For topic models, such as LDA, that use a bag-of-words assumption, it becomes especially important to break the corpus into appropriately-sized "documents". Since the models are estimated solely from the term cooccurrences, extensive documents such as books or long journal articles lead to diffuse statistics, and short documents such as forum posts or product reviews can lead to sparsity. This paper describes practical inference procedures for hierarchical models that smooth topic estimates for smaller sections with hyperpriors over larger documents. Importantly for large collections, these online variational Bayes inference methods perform a single pass over a corpus and achieve better perplexity than "flat" topic models on monolingual and multilingual data. Furthermore, on the task of detecting document translation pairs in large multilingual collections, polylingual topic models (PLTM) with multi-level hyperpriors (mlhPLTM) achieve significantly better performance than existing online PLTM models while retaining computational efficiency.

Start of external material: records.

PR #1299, opened 2016-06-21
feat(server): synthesize device records for sync sessions

### LINKED ISSUE #1196: Create placeholder device records for legacy clients?

philbooth:
Fixes #1196.

The approach taken should be exactly as proposed in the issue but, to be clear:

* Placeholder device records are created for Sync sessions on `/account/create`, `/account/login` and, if there's not already a device for the requesting session, on `/certificate/sign`.

* Placeholder device records differ from normal device records in that they have no `name` or `type`. These are enforced by the payload schema on `/account/device`, so placeholder device records are not created by that endpoint.

* In `/account/devices`, placeholder device records are returned with synthesized `name` and `type` fields based on the user agent data we have stored against the equivalent sessions. In the worst case scenario, if we don't have valid user agent data for any reason, `name` is set to `'Unidentified device'` and `type` is set to `'desktop'`.

* When a legitimate device registration occurs, we check to see if a placeholder device exists for that session. If it does, we re-use the same device id and the placeholder magically becomes a real device.

The placeholder-to-real-device magic is covered by the remote tests and the synthesize-a-device-name magic is covered by the local tests. The creation of placeholder records is covered by both.

@rfk, hopefully this is what you had in mind. r?

### DIFF
--- a/lib/devices.js
+++ b/lib/devices.js
@@ -1,0 +1,84 @@
+/* This Source Code Form is subject to the terms of the Mozilla Public
+ * License, v. 2.0. If a copy of the MPL was not distributed with this
+ * file, You can obtain one at http://mozilla.org/MPL/2.0/. */
+
+'use strict'
+
+module.exports = function (log, db, push) {
+  return {
+    upsert: upsert,
+    synthesizeName: synthesizeName
+  }
+
+  function upsert (request, sessionToken, deviceInfo) {
+    var operation, event, result
+    if (deviceInfo.id) {
+      operation = 'updateDevice'
+      event = 'device.updated'
+    } else {
+      operation = 'createDevice'
+      event = 'device.created'
+    }
+    var isPlaceholderDevice = Object.keys(deviceInfo).length === 0
+
+    return db[operation](sessionToken.uid, sessionToken.tokenId, deviceInfo)
+      .then(function (device) {
+        result = device
+        return log.activityEvent(event, request, {
+          uid: sessionToken.uid.toString('hex'),
+          device_id: result.id.toString('hex'),
+          is_placeholder: isPlaceholderDevice
+        })
+      })
+      .then(function () {
+        if (operation === 'createDevice') {
+          push.notifyDeviceConnected(sessionToken.uid, result.name, result.id.toString('hex'))
+          if (isPlaceholderDevice) {
+            log.info({
+              op: 'device:createPlaceholder',
+              uid: sessionToken.uid,
+              id: result.id
+            })
+          }
+          return log.notifyAttachedServices('device:create', request, {
+            uid: sessionToken.uid,
+            id: result.id,
+            type: result.type,
+            timestamp: result.createdAt,
+            isPlaceholder: isPlaceholderDevice
+          })
+        }
+      })
+      .then(function () {
+        return result
+      })
+  }
+
+  function synthesizeName (device) {
+    var browserPart = part('uaBrowser')
+    var osPart = part('uaOS')
+
+    if (browserPart) {
+      if (osPart) {
+        return browserPart + ', ' + osPart
+      }
+
+      return browserPart
+    }
+
+    return osPart || ''
+
+    function part (key) {
+      if (device[key]) {
+        var versionKey = key + 'Version'
+
+        if (device[versionKey]) {
+          return device[key] + ' ' + device[versionKey]
+        }
+
+        return device[key]
+      }
+    }
+  }
+}
+
--- a/lib/routes/account.js
+++ b/lib/routes/account.js
@@ -497,7 +497,7 @@ module.exports = function (
               userAgent.call({
                 acceptLanguage: request.app.acceptLanguage,
                 timestamp: Date.now()
-              }, request.headers['user-agent'], log)
+              }, request.headers['user-agent'])
             )
           }
         }
@@ -517,7 +517,7 @@ module.exports = function (
                 service: service,
                 redirectTo: redirectTo,
                 resume: resume
-              }, request.headers['user-agent'], log)
+              }, request.headers['user-agent'])
             )
           }
         }
@@ -1058,7 +1058,7 @@ module.exports = function (
               redirectTo: request.payload.redirectTo,
               resume: request.payload.resume,
               acceptLanguage: request.app.acceptLanguage
-            }, request.headers['user-agent'], log)
+            }, request.headers['user-agent'])
           ))
           .done(
             function () {
--- a/lib/routes/account.js
+++ b/lib/routes/account.js
@@ -31,7 +31,8 @@ module.exports = function (
   isPreVerified,
   checkPassword,
   push,
-  metricsContext
+  metricsContext,
+  devices
   ) {
 
   var verificationReminder = require('../verification-reminders')(log, db)
@@ -237,7 +238,7 @@ module.exports = function (
         function sendVerifyCode () {
           if (! account.emailVerified) {
             mailer.sendVerifyCode(account, account.emailCode, {
-              service: form.service || query.service,
+              service: service,
               redirectTo: form.redirectTo,
               resume: form.resume,
               acceptLanguage: request.app.acceptLanguage
@@ -496,7 +497,7 @@ module.exports = function (
               userAgent.call({
                 acceptLanguage: request.app.acceptLanguage,
                 timestamp: Date.now()
-              }, request.headers['user-agent'])
+              }, request.headers['user-agent'], log)
             )
           }
         }
@@ -516,7 +517,7 @@ module.exports = function (
                 service: service,
                 redirectTo: redirectTo,
                 resume: resume
-              }, request.headers['user-agent'])
+              }, request.headers['user-agent'], log)
             )
           }
         }
@@ -754,7 +755,7 @@ module.exports = function (
           schema: isA.object({
             id: isA.string().length(32).regex(HEX_STRING).required(),
             createdAt: isA.number().positive().optional(),
-            // We previously allowed devices to register with arbitrry unicode names,
+            // We previously allowed devices to register with arbitrary unicode names,
             // so we can't assert DISPLAY_SAFE_UNICODE in the response schema.
             name: isA.string().max(255).optional(),
             type: isA.string().max(16).optional(),
@@ -775,11 +776,15 @@ module.exports = function (
             log.increment('device.update.spurious')
             return reply(payload)
           }
+
           // We also reserve the right to disable updates until
           // we're confident clients are behaving correctly.
           if (config.deviceUpdatesEnabled === false) {
             throw error.featureNotEnabled()
           }
+        } else if (sessionToken.deviceId) {
+          // Keep the old id, which is probably from a synthesized device record
+          payload.id = sessionToken.deviceId.toString('hex')
         }
 
         if (payload.pushCallback && (!payload.pushPublicKey || !payload.pushAuthKey)) {
@@ -787,10 +792,9 @@ module.exports = function (
           payload.pushAuthKey = ''
         }
 
-        upsertDevice().then(
+        devices.upsert(request, sessionToken, payload).then(
           function (device) {
             reply(butil.unbuffer(device))
-            push.notifyDeviceConnected(sessionToken.uid, device.name, device.id.toString('hex'))
           },
           reply
         )
@@ -822,45 +826,6 @@ module.exports = function (
           }
           return spurious
         }
-
-        function upsertDevice () {
-          var operation, event, result
-          if (payload.id) {
-            operation = 'updateDevice'
-            event = 'device.updated'
-          } else {
-            operation = 'createDevice'
-            event = 'device.created'
-          }
-
-          return db[operation](sessionToken.uid, sessionToken.tokenId, payload)
-            .then(
-              function (res) {
-                result = res
-                return log.activityEvent(event, request, {
-                  uid: sessionToken.uid.toString('hex'),
-                  device_id: result.id.toString('hex')
-                })
-              }
-            )
-            .then(
-              function () {
-                if (operation === 'createDevice') {
-                  return log.notifyAttachedServices('device:create', request, {
-                    uid: sessionToken.uid,
-                    id: result.id,
-                    type: result.type,
-                    timestamp: result.createdAt
-                  })
-                }
-              }
-            )
-            .then(
-              function () {
-                return result
-              }
-            )
-        }
       }
     },
     {
@@ -875,9 +840,9 @@ module.exports = function (
             id: isA.string().length(32).regex(HEX_STRING).required(),
             isCurrentDevice: isA.boolean().required(),
             lastAccessTime: isA.number().min(0).required().allow(null),
-            // We previously allowed devices to register with arbitrry unicode names,
+            // We previously allowed devices to register with arbitrary unicode names,
             // so we can't assert DISPLAY_SAFE_UNICODE in the response schema.
-            name: isA.string().max(255).required(),
+            name: isA.string().max(255).required().allow('').allow(null),
             type: isA.string().max(16).required(),
             pushCallback: isA.string().uri({ scheme: 'https' }).max(255).optional().allow('').allow(null),
             pushPublicKey: isA.string().max(88).regex(URLSAFEBASE64).optional().allow('').allow(null),
@@ -890,11 +855,20 @@ module.exports = function (
         var sessionToken = request.auth.credentials
         var uid = sessionToken.uid
         db.devices(uid).then(
-          function (devices) {
-            reply(devices.map(function (device) {
+          function (deviceArray) {
+            reply(deviceArray.map(function (device) {
+              if (! device.name) {
+                device.name = devices.synthesizeName(device)
+              }
+
+              if (! device.type) {
+                device.type = device.uaDeviceType || 'desktop'
+              }
+
               device.isCurrentDevice =
                 device.sessionToken.toString('hex') === sessionToken.tokenId.toString('hex')
               delete device.sessionToken
+
               return butil.unbuffer(device)
             }))
           },
@@ -1084,7 +1058,7 @@ module.exports = function (
               redirectTo: request.payload.redirectTo,
               resume: request.payload.resume,
               acceptLanguage: request.app.acceptLanguage
-            }, request.headers['user-agent'])
+            }, request.headers['user-agent'], log)
           ))
           .done(
             function () {
--- a/lib/routes/sign.js
+++ b/lib/routes/sign.js
@@ -2,7 +2,9 @@
  * License, v. 2.0. If a copy of the MPL was not distributed with this
  * file, You can obtain one at http://mozilla.org/MPL/2.0/. */
 
-module.exports = function (log, isA, error, signer, db, domain, metricsContext) {
+var P = require('../promise')
+
+module.exports = function (log, isA, error, signer, db, domain, metricsContext, devices) {
 
   const HOUR = 1000 * 60 * 60
 
@@ -37,6 +39,8 @@ module.exports = function (log, isA, error, signer, db, domain, metricsContext) 
         var sessionToken = request.auth.credentials
         var publicKey = request.payload.publicKey
         var duration = request.payload.duration
+        var service = request.query.service
+        var deviceId, uid, certResult
 
         // No need to wait for a response, update in the background.
         db.updateSessionToken(sessionToken, request.headers['user-agent'])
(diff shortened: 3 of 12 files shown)


lib/routes/account.js
```diff
@@ -1612,4 +1630,50 @@ module.exports = function (
...
+        function (device) {
+          if (operation === 'createDevice') {
+            log.event('device:create', request, {
+              uid: sessionToken.uid,
+              id: device.id,
+              type: device.type,
+              timestamp: device.createdAt
+            })
+          }
+          push.notifyDeviceConnected(sessionToken.uid, device.name, device.id.toString('hex'))
```
philbooth: Is it correct for this to be called in both the `createDevice` and `updateDevice` cases? It was already before this change but the semantics of that seem funny to me, e.g. in the event that the device name has changed.

This change also means it would get called more frequently than it does already, whenever placeholder devices are updated to real ones.

lib/routes/account.js
```diff
@@ -1612,4 +1630,50 @@ module.exports = function (
...
+          return device
+        }
+      )
+  }
+
+  function synthesizeDeviceName (device) {
```
philbooth: Although this function is only called from the `/account/devices` endpoint, I've thrown it down here next to `upsertDevice` because they're conceptually related. Maybe there is a case for adding a new `lib/devices` module?

lib/routes/sign.js
```diff
@@ -45,80 +49,93 @@ module.exports = function (log, isA, error, signer, db, domain, metricsContext)
           return reply(error.unverifiedAccount())
         }
 
-        if (publicKey.algorithm === 'RS') {
```
philbooth: Indentation changed as this stuffed moved inside a `.then()`. The only meaningful difference should be the new call to `db.createDevice`.

lib/routes/account.js
philbooth: @eoger, maybe you're the right person to answer this question?

eoger: True, we should probably change this.

philbooth: > True, we should probably change this.

Cool, thanks. I'll update it in this PR.

Also, I still haven't looked at your Fennec patch, sorry, but I absolutely, definitely, positively, 100% promise and guarantee that I will do so tomorrow!

lib/routes/account.js
rfk: >  Maybe there is a case for adding a new lib/devices module?

👍

test/local/account_routes.js
```diff
@@ -507,13 +548,32 @@ test('/account/login', function (t) {
...
+      t.equal(eventData.data.id, deviceId.toString('hex'), 'first event had correct id')
+      t.equal(eventData.data.timestamp, deviceCreatedAt, 'first event had correct timestamp')
+      t.equal(eventData.data.type, undefined, 'first event had no type')
+
+      eventData = JSON.parse(mockLog.stdout.write.getCall(1).args[0])
+      t.equal(eventData.event, 'login', 'second event was a login event')
+      t.equal(eventData.data.service, 'sync', 'second event was for sync')
+      t.equal(eventData.data.email, TEST_EMAIL, 'second event was for the correct email')
+      t.equal(eventData.data.metricsContext.entrypoint, 'preferences', 'second event contained the entrypoint metrics field')
+      t.equal(eventData.data.metricsContext.utm_content, 'some-content-string', 'second event contained the utm_content metrics field')
```
rfk: It seems odd that this test has events in ["device:create", "login"] order while the previous test had ["login", "device:create"].  What's the cause of this?  Can we ensure that "login" always happens first, for consistency?

test/local/account_routes.js
```diff
@@ -753,3 +813,72 @@ test('/recovery_email/verify_code', function (t) {
...
+
+    t.equal(response[10].name, 'Unidentified device')
+  })
+  .then(function () {
+    mockDB.devices.reset()
+  })
+  .catch(function (err) {
+    require('fs').writeFileSync(require('path').resolve('pb.log'), err + '\n')
+    require('fs').writeFileSync(require('path').resolve('pb.log'), (err && err.stack) + '\n')
+  })
```
rfk: Leftover debugging code?

test/remote/device_tests.js
```diff
@@ -81,14 +88,13 @@ TestServer.start(config)
             return client.devices()
               .then(
                 function (devices) {
-                  t.equal(devices.length, 0, 'devices returned no items')
+                  t.equal(devices.length, 1, 'devices returned no items')
```
rfk: test description needs updating from "no items" to "one item"

test/local/sign_routes.js
```diff
@@ -0,0 +1,97 @@
...
+      getRoute(signRoutes, '/certificate/sign')
+        .handler(mockRequest, resolve)
+    })
+    .then(
+      function () {
+        t.equal(mockDB.createDevice.callCount, 1)
+        t.equal(mockDB.createDevice.args[0].length, 3)
+        t.equal(mockDB.createDevice.args[0][0], mockRequest.auth.credentials.uid)
+        t.equal(mockDB.createDevice.args[0][1], mockRequest.auth.credentials.tokenId)
+        t.deepEqual(mockDB.createDevice.args[0][2], {})
```
rfk: Should we test various combinations of the "service" param here?

rfk:
@philbooth I had a couple of questions, but overall this looks great!

philbooth:
@rfk, rebased and updated with fixes for your comments, thanks for the feedback.

test/local/account_routes.js
philbooth: Fwiw, because this involved changing the position of the `login` event, which was otherwise unrelated to this PR, I've done this in a separate commit: 87df019.

Why did I move the `login` event rather than the call to `devices.upsert`?

Because device creation was already being invoked at a consistent juncture for both the `/account/create` and `/account/login` endpoints, immediately after the session token is created. The `login` event, on the other hand, was being emitted before the session token is created for `/account/create` but after the key fetch token is created for `/account/login`. So, to avoid making two things inconsistent, I moved the event rather than the device creation. I hope that's cool.

test/local/devices_tests.js
```diff
@@ -0,0 +1,196 @@
...
+            t.equal(result, deviceInfo, 'result was correct')
+
+            t.equal(db.createDevice.callCount, 0, 'db.createDevice was not called')
+
+            t.equal(db.updateDevice.callCount, 1, 'db.updateDevice was called once')
+            var args = db.updateDevice.args[0]
+            t.equal(args.length, 3, 'db.createDevice was passed three arguments')
+            t.deepEqual(args[0], sessionToken.uid, 'first argument was uid')
+            t.deepEqual(args[1], sessionToken.tokenId, 'second argument was sessionTokenId')
+            t.equal(args[2], deviceInfo, 'third argument was device info')
```
rfk: Should this be a `deepEqual`?

test/local/sign_routes.js
```diff
@@ -43,40 +43,96 @@ test(
...
           uid: mockRequest.auth.credentials.uid.toString('hex'),
           account_created_at: mockRequest.auth.credentials.accountCreatedAt,
-          device_id: mockRequest.auth.credentials.deviceId.toString('hex')
-        })
-      },
-      function () {
-        t.fail('request should have succeeded')
-      }
-    )
+          device_id: null
```
rfk: If we called `createDevice`, why don't we get the `device_id` in the log here?

rfk:
@philbooth awesome work on the tests refactoring here.

I have, however, just realized a slight problem with our approach.  The device name is a user-facing string, so we need to consider localization.  It's probably fine for the cases where we're just joining components of the UA string together, but "Unidentified device" definitely needs l10n.

I wonder if we should leave the name blank in that case, and let the content-server provide a default string so that it can be easily localized.  Thoughts?

test/local/devices_tests.js
seanmonstar: Only if the fields were copied into a new object. Otherwise this test will assert it's the same object at the memory address.

seanmonstar:
@rfk "Unidentified device" means we couldn't get the user agent somehow?

rfk:
Yeah, couldn't get it, or couldn't parse it into anything meaningful.  It's not clear to me how likely that is to happen in practice, but I imagine it would at least be possible maliciously.

seanmonstar:
`name = randomHashString(32)` :D

rfk:
Do the classic "Anxious Ocelot", "Sleepy Tree-Frog" for human readable encodings ;-)

test/local/devices_tests.js
philbooth: What Sean said. I'm asserting that deviceInfo is passed through directly in this case. I could make an extra assertion using `deepEqual` but it would be tautological to make that against `deviceInfo` because they're literally the same object. Instead I'd make it against an object literal to ensure that `deviceInfo` is unmodified, which I'm happy to do. I'll add it presently.

test/local/sign_routes.js
philbooth: Fair point. I was asserting the existing behaviour from [line 107](https://github.com/mozilla/fxa-auth-server/pull/1299/files#diff-de8109276e632a0c1520d779a2558e5fR107) of `lib/routes/sign` without considering the bigger picture (which is, generally I think, a weakness of mine). Will fix.

philbooth:
> I wonder if we should leave the name blank in that case, and let the content-server provide a default string so that it can be easily localized. Thoughts?

As ever, you speak sense. I'll open a content server PR in a bit.

philbooth:
The intention behind `"Unidentified device"` was to try and sound deliberately scary btw. I figured some random bot is more likely to have a broken user agent string than a user's browser, so the fallback should be something that makes them think if they see it in the devices view

philbooth:
Thanks for the feedback again @rfk, fixes push and content server PR opened at https://github.com/mozilla/fxa-content-server/pull/3898. r?

lib/devices.js
```diff
@@ -0,0 +1,74 @@
+/* This Source Code Form is subject to the terms of the Mozilla Public
+ * License, v. 2.0. If a copy of the MPL was not distributed with this
+ * file, You can obtain one at http://mozilla.org/MPL/2.0/. */
+
+'use strict'
```
vladikoff: I don't think we use this in server files in this project.

lib/routes/account.js
```diff
@@ -906,7 +921,7 @@ module.exports = function (
           schema: isA.object({
             id: isA.string().length(32).regex(HEX_STRING).required(),
             createdAt: isA.number().positive().optional(),
-            // We previously allowed devices to register with arbitrry unicode names,
+            // We previously allowed devices to register with arbitrary unicode names,
```
vladikoff: 👍

lib/devices.js
philbooth: Any reason?

For the record, I'm ideologically militant about using strict everywhere.

test/remote/device_tests.js
```diff
@@ -30,14 +31,20 @@ TestServer.start(config)
             return client.devices()
               .then(
                 function (devices) {
-                  t.equal(devices.length, 0, 'devices returned no items')
+                  t.equal(devices.length, 1, 'devices returned one item')
+                  deviceId = devices[0].id
+                  t.ok(deviceId, 'devide id was correct')
```
vladikoff: `devide` -> `device` ?

test/local/sign_routes.js
```diff
@@ -43,40 +43,98 @@ test(
...
+        t.equal(args.length, 3, 'db.createDevice was passed one argument')
+        t.equal(args[0], mockRequest.auth.credentials.uid, 'first argument was uid')
+        t.equal(args[1], mockRequest.auth.credentials.tokenId, 'second argument was sessionTokenId')
+        t.deepEqual(args[2], {}, 'third argument was empty object')
+
+        t.equal(mockLog.activityEvent.callCount, 1, 'log.activityEvent was called once')
+        args = mockLog.activityEvent.args[0]
+        t.equal(args.length, 3, 'log.activityEvent was passed three arguments')
+        t.equal(args[0], 'account.signed', 'first argument was event name')
+        t.equal(args[1], mockRequest, 'second argument was request obect')
```
vladikoff: `obect` -> `object` ?

lib/routes/sign.js
```diff
@@ -45,86 +49,104 @@ module.exports = function (log, isA, error, signer, db, domain, metricsContext)
...
-        var uid = sessionToken.uid.toString('hex')
-        var deviceId = sessionToken.deviceId ? sessionToken.deviceId.toString('hex') : null
-        var certResult
+        return P.resolve()
+          .then(
+            function () {
+              if (sessionToken.deviceId) {
+                deviceId = sessionToken.deviceId.toString('hex')
+              } else if (! service || service === 'sync') {
+                // Synthesize a device record for Sync sessions that don't already have one
```
vladikoff: Are we going to be able to tell how many device records we are creating that are `Unidentified device`? Should we add some metrics / logging for Kibana somewhere here?

philbooth: Yeah, good point. I'll get onto this now.

lib/userAgent.js
```diff
@@ -34,6 +34,11 @@ module.exports = function (userAgentString) {
   this.uaOSVersion = getVersion(userAgentData.os) || null
   this.uaDeviceType = getDeviceType(userAgentData) || null
 
+  if (! this.uaBrowser && ! this.uaOS) {
+    // In the worst case, fall back to a truncated user agent string
+    this.uaBrowser = truncate(userAgentString || '')
```
philbooth: @rfk, as mentioned in our 1:1 and at https://github.com/mozilla/fxa-content-server/pull/3898#issuecomment-229878173, this is my proposed fallback code for unparseable user-agent strings.

lib/userAgent.js
```diff
@@ -65,3 +70,27 @@ function isMobileOS (os) {
...
+    var closingIndex = userAgentString.indexOf(')')
+
+    if (openingIndex < closingIndex && closingIndex < 100) {
+      // If there is a closing parenthesis within a reasonable length,
+      // allow the string to be a bit longer than our arbitrary maximum.
+      length = closingIndex + 1
+    }
+  }
+
+  return userAgentString.substr(0, length)
```
rfk: One common pattern is to append `"..."` or similar to make it more obvious that the string has been truncated, may be worthwhile to do similarly here.

test/local/devices_tests.js
```diff
@@ -0,0 +1,201 @@
...
+    var devices = require(modulePath)(log, db, push)
+
+    t.equal(typeof devices, 'object', 'devices is object')
+    t.equal(Object.keys(devices).length, 2, 'devices has two properties')
+
+    t.equal(typeof devices.upsert, 'function', 'devices has upsert method')
+    t.equal(devices.upsert.length, 3, 'devices.upsert expects three arguments')
+
+    t.equal(typeof devices.synthesizeName, 'function', 'devices has synthesizeName method')
+    t.equal(devices.synthesizeName.length, 1, 'devices.synthesizeName expects 1 argument')
```
rfk: @philbooth I often get the impression that you would appreciate a static type-system ;-)

test/local/devices_tests.js
rfk: Is the fact that the `deviceInfo` object is passed straight through an important part of the API contract?  I have no problem with doing the test this way, it just seems like a strange thing to test for explicitly unless we really need to enforce it.

test/local/user_agent_tests.js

机译:对于使用词袋假设的主题模型(例如LDA),将语料库分解为适当大小的“文档”变得尤为重要。由于仅根据术语“共现”来估算模型,因此大量的文档(例如书籍或长期刊文章)会导致统计数据的分散,而简短的文档(例如论坛帖子或产品评论)可能会导致稀疏性。本文介绍了用于层次模型的实用推理过程,该过程可通过较大的文档优先处理较小部分的主题估计。重要的是,对于大型馆藏,这些在线变式贝叶斯推理方法在语料库上执行一次遍历,比单语和多语数据的“扁平”主题模型具有更好的困惑。此外,在检测大型多语言集合中的文档翻译对的任务上,具有多级超优先级(mlhPLTM)的多语言主题模型(PLTM)在保持计算效率的同时,比现有的在线PLTM模型具有明显更好的性能。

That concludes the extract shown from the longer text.